With steel production in the U.S. lagging significantly behind China, a top congressman from California offered potential solutions while touring steel plants in the Pittsburgh area on Thursday.

Rep. Ro Khanna (D-California) and Rep. Chris Deluzio (D-Pennsylvania) looked at how the federal government can help the plants and tackle competition with China.

At JM Steel in Leetsdale, Allegheny County, where steel is fabricated for solar-power company Nextpower, with which the facility is a joint venture, Khanna asked executives what could be done to bring more manufacturing to the area.

"Investment tax credits," one of the executives responded. "To the extent you can accelerate that process, because it is all about deployment of cash and reinvestment in the industry."

Tax credits stemming from the Inflation Reduction Act are part of what allowed them to expand production, but the executive said it can take years for the credits to take effect.

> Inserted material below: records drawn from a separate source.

Issue #1607, opened 2021-01-04
Handle superseded ORCIDs


michamos:
@tsgit reports that ORCID are increasingly deprecating some IDs and redirecting them to others. Example: https://orcid.org/0000-0001-7942-3265. We don't handle this case currently during the ORCID push. We should change that and:

* add the new ORCID on the author record
* delete the remote account/remote token for the ORCID as we won't be able to push with it
* contact the author to let them know they need to login again and re-enable the ORCID push for their new ORCID account

Tech notes:
1. In  https://github.com/inspirehep/inspire-service-orcid/blob/master/inspire_service_orcid/exceptions.py  add the exception `MovedPernamentlyException` with status code 301 (for orcid api exceptions reference look [here](https://github.com/ORCID/ORCID-Source/blob/master/orcid-api-web/tutorial/api_errors.md))
2. In orcid utils add a function which will take the old orcid, the new orcid and author recid as the arguments and:
    * Get the author recid by orcid (from pidstore) and then get author record
    * Add the new orcid to the `ids` list 
    * Delete the push access token for the old orcid from db 
    * Send an email to the author which orcid has been deprecated that he needs to login again and re-enable the ORCID push for their new ORCID account
4. In [`orcid_push` task](https://github.com/inspirehep/inspirehep/blob/4ed3692a05fc6d061715eb3dd9b0a572ea56a155/backend/inspirehep/orcid/tasks.py#L197) raise exception on `MovedPernamentlyException`, retrieve old orcid from the exception message (it will look like that ```<developer-message>301 Moved Permanently: This account is deprecated. Please refer to account: https://qa.orcid.org/0000-0000-0000-0000. ORCID https://qa.orcid.org/0000-1111-0000-0000</developer-message>```) and call the function created in the previous step with deprecated and new orcid

tsgit:
just this past week

0000-0002-8640-2574  -> 0000-0002-4563-5806
0000-0003-0346-5586  -> 0000-0001-6135-1144
0000-0001-5044-9584  -> 0000-0002-2258-7741
0000-0001-7942-3265  -> 0000-0001-7207-7793
0000-0003-4508-1169  -> 0000-0002-3097-2324

I updated the info on legacy. You may want to delete tokens.

StellaCh:
Content of the email to user:

subject: Deprecated ORCID in INSPIRE

Hello,

Your ORCID <old ORCID> has been deprecated and has been replaced by <new ORCID>.
[...]

PR #1740, opened 2021-03-03
orcid: handle deprecated orcid accounts

MJedr:
Ref: #1607

### DIFF
--- a/backend/inspirehep/orcid/tasks.py
+++ b/backend/inspirehep/orcid/tasks.py
@@ -30,6 +30,7 @@ from . import domain_models, exceptions
 
 LOGGER = structlog.getLogger()
 USER_EMAIL_EMPTY_PATTERN = "{}@FAKEEMAILINSPIRE.FAKE"
+ORCID_REGEX = r"\d{4}-\d{4}-\d{4}-\d{3}[0-9X]"
 
 
 def legacy_orcid_arrays():
--- a/backend/inspirehep/orcid/utils.py
+++ b/backend/inspirehep/orcid/utils.py
@@ -11,10 +11,12 @@
 from contextlib import contextmanager
 from itertools import chain
 
+import structlog
 from elasticsearch_dsl import Q
 from flask import current_app
 from inspire_dojson.utils import get_recid_from_ref
-from inspire_utils.record import get_values_for_schema
+from inspire_utils.record import get_value, get_values_for_schema
+from invenio_accounts.models import User
 from invenio_db import db
 from invenio_oauthclient.models import RemoteAccount, RemoteToken, UserIdentity
 from invenio_oauthclient.utils import oauth_link_external_id
@@ -25,9 +27,13 @@ from redis_lock import Lock
 from sqlalchemy import cast, type_coerce
 from sqlalchemy.dialects.postgresql import JSONB
 
+from inspirehep.mailing.api.authors import send_orcid_push_disabled_email
+from inspirehep.orcid.push_access_tokens import delete_access_token
 from inspirehep.pidstore.models import InspireRedirect
 from inspirehep.records.api import AuthorsRecord
 from inspirehep.search.api import LiteratureSearch
+
+LOGGER = structlog.getLogger()
 
 
 def _split_lists(sequence, chunk_size):
@@ -226,3 +232,32 @@ def distributed_lock(lock_name, expire=10, auto_renewal=True, blocking=False):
 
 class DistributedLockError(Exception):
     pass
+
+
+def update_moved_orcid(old_orcid, new_orcid):
+    author_record = AuthorsRecord.get_record_by_pid_value(old_orcid, "orcid")
+    if new_orcid not in get_value(author_record, "ids.value", []):
+        new_author_ids = [
+            {"schema": "ORCID", "value": new_orcid},
+            *author_record["ids"],
+        ]
+        author_record["ids"] = new_author_ids
+        author_record.update(dict(author_record))
+    remove_access_token_for_orcid_account(old_orcid, new_orcid)
+    db.session.commit()
+    LOGGER.info("ORCID updated", new_orcid=new_orcid, old_orcid=old_orcid)
+
+
+def remove_access_token_for_orcid_account(orcid, new_orcid):
+    user_orcid_account = RemoteAccount.query.filter(
+        RemoteAccount.user_id == UserIdentity.id_user, UserIdentity.id == orcid
+    ).one()
+    user_orcid_account.extra_data["orcid"] = new_orcid
+    user_orcid_account.extra_data["allow_push"] = False
+    UserIdentity.query.filter(
+        user_orcid_account.user_id == UserIdentity.id_user,
+    ).first().id = new_orcid
+    access_token = user_orcid_account.remote_tokens[0]
+    delete_access_token(access_token.access_token, new_orcid)
+    user_email = User.query.filter(User.id == user_orcid_account.user_id).first().email
+    send_orcid_push_disabled_email(user_email, orcid)
--- a/backend/inspirehep/mailing/api/authors.py
+++ b/backend/inspirehep/mailing/api/authors.py
@@ -1,0 +1,29 @@
+# -*- coding: utf-8 -*-
+#
+# Copyright (C) 2019 CERN.
+#
+# inspirehep is free software; you can redistribute it and/or modify it under
+# the terms of the MIT License; see LICENSE file for more details.
+
+import structlog
+from flask import current_app, render_template
+
+from inspirehep.mailing.providers.flask_mail import send_email
+
+LOGGER = structlog.getLogger()
+
+
+def get_orcid_push_disabled_email_html_content(orcid):
+    return render_template("mailing/authors/orcid_push_disabled.html", orcid=orcid)
+
+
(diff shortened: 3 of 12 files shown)


backend/inspirehep/orcid/utils.py
```diff
@@ -226,3 +233,37 @@ def distributed_lock(lock_name, expire=10, auto_renewal=True, blocking=False):
 
 class DistributedLockError(Exception):
     pass
+
+
+def update_moved_orcid(old_orcid, new_orcid):
+    try:
+        author_record = AuthorsRecord.get_record_by_pid_value(old_orcid, "orcid")
+        if new_orcid not in get_value(author_record, "ids.value"):
```
michamos, line 241:
```suggestion
        if new_orcid not in author_record.get_value("ids.value", []):
```

backend/inspirehep/orcid/utils.py
```diff
@@ -226,3 +233,37 @@ def distributed_lock(lock_name, expire=10, auto_renewal=True, blocking=False):
...
+            new_author_ids = [
+                {"schema": "ORCID", "value": new_orcid},
+                *author_record["ids"],
+            ]
+            author_record["ids"] = new_author_ids
+            author_record.update(dict(author_record))
+    except PIDDoesNotExistError:
+        LOGGER.info(
```
michamos, line 249: I don't think this should be logged with such a low log level. If we're trying to push to this ORCID, we necessarily need to have an author profile and account corresponding to this ORCID. So if you can't find it, something is really wrong and we want to know about it.

backend/inspirehep/orcid/utils.py
```diff
@@ -226,3 +233,37 @@ def distributed_lock(lock_name, expire=10, auto_renewal=True, blocking=False):
...
+            "ORCID account was moved, but no profile matching ORCID number found on INSPIRE",
+            orcid=old_orcid,
+        )
+    user_orcid_account = RemoteAccount.query.filter(
+        RemoteAccount.user_id == UserIdentity.id_user, UserIdentity.id == old_orcid
+    ).one_or_none()
```
michamos, line 255:
```suggestion
    ).one()
```
same reason, this better exist.

backend/inspirehep/orcid/utils.py
```diff
@@ -226,3 +233,37 @@ def distributed_lock(lock_name, expire=10, auto_renewal=True, blocking=False):
...
+    if user_orcid_account:
+        remove_access_token_for_orcid_account(user_orcid_account, old_orcid)
+    LOGGER.info("ORCID update", new_orcid=new_orcid, old_orcid=old_orcid)
+    db.session.commit()
+
+
+def remove_access_token_for_orcid_account(user_orcid_account, orcid):
+    access_token = RemoteToken.query.filter(
+        RemoteToken.id_remote_account == user_orcid_account.id
+    ).first()
```
michamos, line 265: a relation has been set up, so you can simply do
```suggestion
    access_token = user_orcid_account.remote_tokens[0]
```

backend/inspirehep/orcid/utils.py
```diff
@@ -226,3 +233,37 @@ def distributed_lock(lock_name, expire=10, auto_renewal=True, blocking=False):
...
+            "ORCID account was moved, but no profile matching ORCID number found on INSPIRE",
+            orcid=old_orcid,
+        )
+    user_orcid_account = RemoteAccount.query.filter(
+        RemoteAccount.user_id == UserIdentity.id_user, UserIdentity.id == old_orcid
+    ).one_or_none()
+    if user_orcid_account:
+        remove_access_token_for_orcid_account(user_orcid_account, old_orcid)
+    LOGGER.info("ORCID update", new_orcid=new_orcid, old_orcid=old_orcid)
+    db.session.commit()
```
michamos, line 259: `remove_access_token_for_orcid_account` already commits, because `delete_access_token` does: https://github.com/inspirehep/inspirehep/blob/9878076d6f7389fbb4358ab553f0a7e620fd31b5/backend/inspirehep/orcid/push_access_tokens.py#L64

backend/inspirehep/orcid/utils.py
```diff
@@ -226,3 +233,37 @@ def distributed_lock(lock_name, expire=10, auto_renewal=True, blocking=False):
...
+    except PIDDoesNotExistError:
+        LOGGER.info(
+            "ORCID account was moved, but no profile matching ORCID number found on INSPIRE",
+            orcid=old_orcid,
+        )
+    user_orcid_account = RemoteAccount.query.filter(
+        RemoteAccount.user_id == UserIdentity.id_user, UserIdentity.id == old_orcid
+    ).one_or_none()
+    if user_orcid_account:
+        remove_access_token_for_orcid_account(user_orcid_account, old_orcid)
```
michamos, line 257: there's something I hadn't thought of before: if we only delete the remote token, the user will still have a user account corresponding to that ORCID but without a valid token. However, if he tries to login again with his new ORCID, a new account will be created, but he won't be able to reuse the same email address. How should we deal with that @drjova? Deleting the whole user account seems like a better solution, but it might fail if the user has made any modifications to a record (e.g. jobs, seminars, author profile), as the SQLAlchemy transaction table has a foreign key on the user table. The whole account handling is kind of a mess currently.

backend/inspirehep/orcid/utils.py
MJedr: So you mean to raise an exception there?

backend/inspirehep/orcid/utils.py
```diff
@@ -226,3 +232,38 @@ def distributed_lock(lock_name, expire=10, auto_renewal=True, blocking=False):
...
+def update_moved_orcid(old_orcid, new_orcid):
+    author_record = AuthorsRecord.get_record_by_pid_value(old_orcid, "orcid")
+    if new_orcid not in get_value(author_record, "ids.value", []):
+        new_author_ids = [
+            {"schema": "ORCID", "value": new_orcid},
+            *author_record["ids"],
+        ]
+        author_record["ids"] = new_author_ids
+        author_record.update(dict(author_record))
+        db.session.commit()
```
michamos, line 246: why are you committing here? I think it's best to run this whole thing in a single transaction as we don't want to partially apply these changes.

backend/inspirehep/orcid/utils.py
```diff
@@ -226,3 +232,38 @@ def distributed_lock(lock_name, expire=10, auto_renewal=True, blocking=False):
...
+        "ORCID updated",
+        new_orcid=new_orcid,
+        old_orcid=old_orcid,
+        orcid_account=user_orcid_account.id,
+    )
+
+
+def remove_access_token_for_orcid_account(user_orcid_account, orcid, new_orcid):
+    access_token = user_orcid_account.remote_tokens[0]
+    delete_access_token(access_token.access_token, orcid)
```
michamos, line 261: you can't use this function as it commits at the end, and again, you want to do all of this in a single transaction.

backend/inspirehep/orcid/utils.py
```diff
@@ -226,3 +232,38 @@ def distributed_lock(lock_name, expire=10, auto_renewal=True, blocking=False):
...
+    user_orcid_account.extra_data["orcid"] = new_orcid
+    user_orcid_account.extra_data["allow_push"] = False
```
michamos, line 263: interesting that this works thanks to using the correct `Mutable` SQLAlchemy pattern, unlike what they do in `invenio-records` (@pazembrz will be please :smiley: ) https://github.com/inveniosoftware/invenio-oauthclient/blob/19f0e0c73e62ac1a85285612c754e290c4faa9fa/invenio_oauthclient/models.py#L53.

backend/inspirehep/orcid/tasks.py
```diff
@@ -260,6 +262,10 @@ def orcid_push(self, orcid, rec_id, oauth_token, kwargs_to_pusher=None):
         # thus backoff power 5 is (secs): [5, 25, 125, 625]
         backoff = 5 ** (self.request.retries + 1)
         raise self.retry(max_retries=4, countdown=backoff, exc=exc)
+    except MovedPermanentlyException as exc:
+        old_orcid, new_orcid = re.findall(ORCID_REGEX, exc.args[0])
+        update_moved_orcid(old_orcid, new_orcid)
```
michamos, line 267: wouldn't it be better to move this kind of business logic to the `domain_models` `push` function?

michamos (approved):
small comment regarding code organization, looks great otherwise :+1:

backend/inspirehep/orcid/utils.py
```diff
@@ -226,3 +232,37 @@ def distributed_lock(lock_name, expire=10, auto_renewal=True, blocking=False):
...
+    if new_orcid not in get_value(author_record, "ids.value", []):
+        new_author_ids = [
+            {"schema": "ORCID", "value": new_orcid},
+            *author_record["ids"],
+        ]
+        author_record["ids"] = new_author_ids
+        author_record.update(dict(author_record))
+    user_orcid_account = RemoteAccount.query.filter(
+        RemoteAccount.user_id == UserIdentity.id_user, UserIdentity.id == old_orcid
+    ).one()
```
michamos, line 248: Also I would move this query to the `remove_access_token_for_orcid_account` function, so it can take only `old_orcid` and `new_orcid` args.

Steel production in the U.S. has a ways to go to catch up with China, which produces more than half the world's steel, according to the World Steel Association

"They're not playing fair," Khanna told KDKA. "They've got their government basically paying for it. It's a jobs program in China. But they don't have to make a profit. They don't have to worry about cost, because the government is just subsidizing it."

Deluzio echoed that sentiment.

"We have to compete fairly, right? Communist China, they are subsidizing their industries," Deluzio told KDKA. "They don't treat their workers with any modicum of respect."

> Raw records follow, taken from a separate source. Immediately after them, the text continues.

PR #1744, opened 2021-03-08
github: build images on release

drjova:


.github/workflows/integration.yml
```diff
@@ -7,6 +7,8 @@ on:
     branches: [master]
 
 env:
+  MASTER: ${{ github.event.pull_request.head.sha || github.sha }}
```
benjamin-bergia, line 10: You don't seem to be using this anywhere
```suggestion
```

.github/workflows/integration.yml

Another difference between how steel is made in the U.S. and how it is made in China was highlighted by workers at Tenaris' plant in Koppel, Beaver County. Its steel pipes are used for oil wells. 

At the Koppel plant, an electric arc furnace is used to turn scrap metal into liquid steel. It stands in contrast, workers said, to many new plants built in China that use a blast furnace, which tends to be more harmful to the environment. 

"They don't have environmental restrictions, so they can pretty much go the old route," the worker said.

With all that, to compete with China, Deluzio said the U.S. needs to hold China accountable for breaking rules and enforce them with things like quotas or negotiated trade deals.

"That's why we need strategic tariffs to protect our industry from unfair competition," Khanna said.

KDKA asked Khanna how his idea is different from the 50% tariffs President Trump announced at a rally at U.S. Steel's Mon Valley Works in June 2025. 

"I support the tariffs on steel that we have," Khanna said. "What I would look to do is give more direct industrial investment to these plants so they can use the money to build a workforce, to expand, to build new facilities."

He believes the money should come from tax dollars through an industrial investment bank, which would invest and match private capital. Deluzio said it will take a multi-part approach to compete with China.

"That is about industrial policy," Deluzio said. "It is all of the above. It is enforcement, it's incentives. It is the things like tax credits that encourage investment here. It's all those things together. One alone won't do it."